PR #406, opened 2025-05-12
Implemented new spawning logic for just item spawning for the loot component

vianuer:
- Added spawning logic to either spawn a container or the item defined in drop_scene from InventoryItemPD.

- Added a small impulse to spawned items so they don't bunch up.

- Fixed debug variables pointing to wrong option, now they correctly toggle with their intended variables.

This way of spawning items is much more interactive and entertaining. I had to stop myself from filling the entire room with potions. However these items are not picked up by autopickup component. Player has to manually clean all this up.

image

### DIFF
--- a/addons/cogito/CogitoObjects/cogito_loot_drop_container.gd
________________
### Problem statement
Show each line of the material that includes the string "logic" by copying it.

### Problem solution
Implemented new spawning logic for just item spawning for the loot component
- Added spawning logic to either spawn a container or the item defined in drop_scene from InventoryItemPD.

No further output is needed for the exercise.